_YOUR TASK_: Quote, with no changes, the lines that run from the top of the material to the line with "This pull request", both included.

_RECORD SET_:
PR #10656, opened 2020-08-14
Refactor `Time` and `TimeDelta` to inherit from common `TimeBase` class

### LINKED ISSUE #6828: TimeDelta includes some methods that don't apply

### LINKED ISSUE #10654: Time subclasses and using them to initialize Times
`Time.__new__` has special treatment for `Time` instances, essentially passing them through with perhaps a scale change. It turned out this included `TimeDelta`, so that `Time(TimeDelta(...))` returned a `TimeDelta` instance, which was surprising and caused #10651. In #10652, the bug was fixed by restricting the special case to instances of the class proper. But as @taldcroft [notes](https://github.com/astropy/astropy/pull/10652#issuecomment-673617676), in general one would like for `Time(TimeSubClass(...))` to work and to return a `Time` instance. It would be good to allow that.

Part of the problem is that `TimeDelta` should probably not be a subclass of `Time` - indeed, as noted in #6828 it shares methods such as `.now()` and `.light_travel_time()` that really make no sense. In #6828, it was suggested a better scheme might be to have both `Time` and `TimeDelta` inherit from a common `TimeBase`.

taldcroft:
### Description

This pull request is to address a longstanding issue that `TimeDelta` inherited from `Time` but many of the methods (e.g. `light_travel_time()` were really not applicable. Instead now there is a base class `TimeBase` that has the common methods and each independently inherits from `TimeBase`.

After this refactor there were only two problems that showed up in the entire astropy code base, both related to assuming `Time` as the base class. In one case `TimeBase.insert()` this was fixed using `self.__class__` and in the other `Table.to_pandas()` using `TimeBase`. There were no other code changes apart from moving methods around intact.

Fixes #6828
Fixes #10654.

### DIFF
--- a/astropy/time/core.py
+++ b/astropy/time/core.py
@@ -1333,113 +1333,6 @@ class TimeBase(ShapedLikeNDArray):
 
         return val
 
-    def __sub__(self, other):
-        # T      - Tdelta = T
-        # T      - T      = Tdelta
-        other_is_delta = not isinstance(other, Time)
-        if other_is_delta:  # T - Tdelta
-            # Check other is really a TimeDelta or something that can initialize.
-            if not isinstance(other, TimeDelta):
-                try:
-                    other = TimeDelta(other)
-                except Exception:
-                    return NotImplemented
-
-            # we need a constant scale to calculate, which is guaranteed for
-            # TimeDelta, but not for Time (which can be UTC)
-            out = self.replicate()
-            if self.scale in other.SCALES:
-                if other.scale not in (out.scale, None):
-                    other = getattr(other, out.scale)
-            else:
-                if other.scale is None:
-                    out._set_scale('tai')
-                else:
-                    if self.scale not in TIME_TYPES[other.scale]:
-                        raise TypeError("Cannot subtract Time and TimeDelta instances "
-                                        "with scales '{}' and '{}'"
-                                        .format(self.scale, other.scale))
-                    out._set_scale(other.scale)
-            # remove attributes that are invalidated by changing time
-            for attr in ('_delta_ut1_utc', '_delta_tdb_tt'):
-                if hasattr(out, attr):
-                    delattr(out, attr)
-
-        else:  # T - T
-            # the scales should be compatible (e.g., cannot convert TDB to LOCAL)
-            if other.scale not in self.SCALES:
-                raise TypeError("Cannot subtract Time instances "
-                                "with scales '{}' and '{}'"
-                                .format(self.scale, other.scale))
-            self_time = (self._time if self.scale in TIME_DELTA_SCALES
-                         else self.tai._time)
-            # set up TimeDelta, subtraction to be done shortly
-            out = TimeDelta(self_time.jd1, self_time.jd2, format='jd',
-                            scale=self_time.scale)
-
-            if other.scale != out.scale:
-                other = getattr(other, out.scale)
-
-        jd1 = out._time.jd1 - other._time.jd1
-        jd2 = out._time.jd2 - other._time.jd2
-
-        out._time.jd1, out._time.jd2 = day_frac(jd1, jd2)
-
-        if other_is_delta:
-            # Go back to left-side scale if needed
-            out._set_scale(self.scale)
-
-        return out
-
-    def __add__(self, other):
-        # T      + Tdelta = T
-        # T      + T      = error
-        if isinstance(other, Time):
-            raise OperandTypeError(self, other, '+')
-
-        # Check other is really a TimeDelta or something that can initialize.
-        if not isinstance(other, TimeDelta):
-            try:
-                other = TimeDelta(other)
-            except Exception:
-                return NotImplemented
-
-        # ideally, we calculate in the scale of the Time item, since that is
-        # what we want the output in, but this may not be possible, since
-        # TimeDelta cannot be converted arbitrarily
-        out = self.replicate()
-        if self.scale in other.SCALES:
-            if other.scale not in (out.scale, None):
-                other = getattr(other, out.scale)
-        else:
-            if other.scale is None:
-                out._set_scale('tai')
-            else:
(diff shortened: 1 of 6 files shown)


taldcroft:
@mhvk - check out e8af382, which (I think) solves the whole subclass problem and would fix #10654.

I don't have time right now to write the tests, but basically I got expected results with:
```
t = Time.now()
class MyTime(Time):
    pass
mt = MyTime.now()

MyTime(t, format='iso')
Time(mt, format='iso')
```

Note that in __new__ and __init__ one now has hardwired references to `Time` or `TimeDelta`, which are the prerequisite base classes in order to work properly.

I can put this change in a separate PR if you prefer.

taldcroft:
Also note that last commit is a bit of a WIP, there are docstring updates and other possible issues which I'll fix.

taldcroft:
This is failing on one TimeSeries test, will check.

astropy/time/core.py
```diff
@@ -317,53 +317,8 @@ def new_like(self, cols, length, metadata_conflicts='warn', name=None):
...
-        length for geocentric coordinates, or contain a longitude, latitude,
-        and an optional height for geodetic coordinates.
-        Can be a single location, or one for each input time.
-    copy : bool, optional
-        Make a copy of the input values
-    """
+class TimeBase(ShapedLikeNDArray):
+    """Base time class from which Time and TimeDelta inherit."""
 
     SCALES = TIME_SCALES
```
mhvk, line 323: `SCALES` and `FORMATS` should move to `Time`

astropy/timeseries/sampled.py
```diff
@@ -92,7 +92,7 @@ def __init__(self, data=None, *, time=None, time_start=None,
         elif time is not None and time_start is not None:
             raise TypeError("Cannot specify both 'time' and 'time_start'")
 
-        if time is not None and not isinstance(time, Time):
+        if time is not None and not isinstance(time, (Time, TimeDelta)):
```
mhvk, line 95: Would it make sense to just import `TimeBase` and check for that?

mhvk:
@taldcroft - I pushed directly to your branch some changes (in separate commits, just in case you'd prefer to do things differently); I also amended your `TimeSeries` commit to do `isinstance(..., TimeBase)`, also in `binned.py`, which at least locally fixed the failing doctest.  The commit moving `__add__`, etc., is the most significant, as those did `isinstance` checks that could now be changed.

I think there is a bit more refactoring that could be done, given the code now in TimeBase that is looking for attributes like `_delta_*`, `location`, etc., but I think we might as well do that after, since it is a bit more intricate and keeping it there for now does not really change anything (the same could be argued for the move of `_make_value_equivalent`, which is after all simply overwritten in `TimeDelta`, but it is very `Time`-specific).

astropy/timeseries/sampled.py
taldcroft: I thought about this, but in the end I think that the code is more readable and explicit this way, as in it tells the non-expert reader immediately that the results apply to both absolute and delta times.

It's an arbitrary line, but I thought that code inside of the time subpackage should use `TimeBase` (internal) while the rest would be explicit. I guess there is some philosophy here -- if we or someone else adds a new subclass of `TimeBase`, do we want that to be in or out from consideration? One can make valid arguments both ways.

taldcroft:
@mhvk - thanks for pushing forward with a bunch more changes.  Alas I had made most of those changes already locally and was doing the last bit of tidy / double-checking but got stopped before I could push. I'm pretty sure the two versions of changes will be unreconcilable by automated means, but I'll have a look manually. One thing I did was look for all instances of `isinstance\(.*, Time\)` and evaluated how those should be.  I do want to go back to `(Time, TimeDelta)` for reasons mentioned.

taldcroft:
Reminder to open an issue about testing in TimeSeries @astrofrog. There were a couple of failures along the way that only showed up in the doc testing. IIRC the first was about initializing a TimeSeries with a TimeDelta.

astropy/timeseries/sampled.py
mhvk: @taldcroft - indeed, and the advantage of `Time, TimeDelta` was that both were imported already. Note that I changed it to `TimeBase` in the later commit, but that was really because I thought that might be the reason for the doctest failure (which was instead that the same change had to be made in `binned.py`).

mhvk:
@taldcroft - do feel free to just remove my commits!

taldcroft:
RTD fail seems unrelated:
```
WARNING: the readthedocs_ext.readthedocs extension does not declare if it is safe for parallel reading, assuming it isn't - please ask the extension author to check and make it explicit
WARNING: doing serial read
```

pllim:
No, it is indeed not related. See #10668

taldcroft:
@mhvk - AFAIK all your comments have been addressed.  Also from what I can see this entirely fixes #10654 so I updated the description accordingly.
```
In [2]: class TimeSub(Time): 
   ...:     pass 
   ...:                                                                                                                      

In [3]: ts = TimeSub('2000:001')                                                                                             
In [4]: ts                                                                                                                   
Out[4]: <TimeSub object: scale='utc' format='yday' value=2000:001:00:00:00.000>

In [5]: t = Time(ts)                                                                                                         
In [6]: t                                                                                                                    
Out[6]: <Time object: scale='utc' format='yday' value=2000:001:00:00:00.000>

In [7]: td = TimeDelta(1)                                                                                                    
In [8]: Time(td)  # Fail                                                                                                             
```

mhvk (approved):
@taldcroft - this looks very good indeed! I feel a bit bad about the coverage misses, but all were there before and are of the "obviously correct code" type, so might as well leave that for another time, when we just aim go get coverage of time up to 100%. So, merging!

_ANSWER TO THIS PROBLEM_:
PR #10656, opened 2020-08-14
Refactor `Time` and `TimeDelta` to inherit from common `TimeBase` class

### LINKED ISSUE #6828: TimeDelta includes some methods that don't apply

### LINKED ISSUE #10654: Time subclasses and using them to initialize Times
`Time.__new__` has special treatment for `Time` instances, essentially passing them through with perhaps a scale change. It turned out this included `TimeDelta`, so that `Time(TimeDelta(...))` returned a `TimeDelta` instance, which was surprising and caused #10651. In #10652, the bug was fixed by restricting the special case to instances of the class proper. But as @taldcroft [notes](https://github.com/astropy/astropy/pull/10652#issuecomment-673617676), in general one would like for `Time(TimeSubClass(...))` to work and to return a `Time` instance. It would be good to allow that.

Part of the problem is that `TimeDelta` should probably not be a subclass of `Time` - indeed, as noted in #6828 it shares methods such as `.now()` and `.light_travel_time()` that really make no sense. In #6828, it was suggested a better scheme might be to have both `Time` and `TimeDelta` inherit from a common `TimeBase`.

taldcroft:
### Description

This pull request is to address a longstanding issue that `TimeDelta` inherited from `Time` but many of the methods (e.g. `light_travel_time()` were really not applicable. Instead now there is a base class `TimeBase` that has the common methods and each independently inherits from `TimeBase`.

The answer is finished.